» Collected data entries
++++

PR #383, opened 2020-10-01
Color teal & Button Black Hover

LuvRedRose:
Issue:


shahednasser:
Hi @LuvRedRose thank you for your contribution but we're currently not looking into adding any new colors, as we already have many, and adding a new color has proved a hassle before unless it's necessary.

Please contribute to any of the unassigned issues or issues with the label "Always Open".

PR #390, opened 2020-10-01
Formatted texts

Pranav108:
Previous text formatting was not easy to read now it is improved.

Issue: Text formatting is Improved, previous was not easy to read, not it's better.


Pranav108:
Improved text formatting

shahednasser:
Thank you for your contribution @Pranav108 but the file is minified so that's why it looks like that. Also, we have removed that file long ago so make sure your repository is up to date.

PR #394, opened 2020-10-01
Added Circular Tick Button

akshatgarg12:
Issue:


shahednasser:
We can't add an "on click" event as this is a CSS only project. How about you change the idea to just a CSS Loading button where it's always loading.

++++

» Try it
The answer must be a single number: how many lines in the data contain the string "easy"?

» Solution to this task
2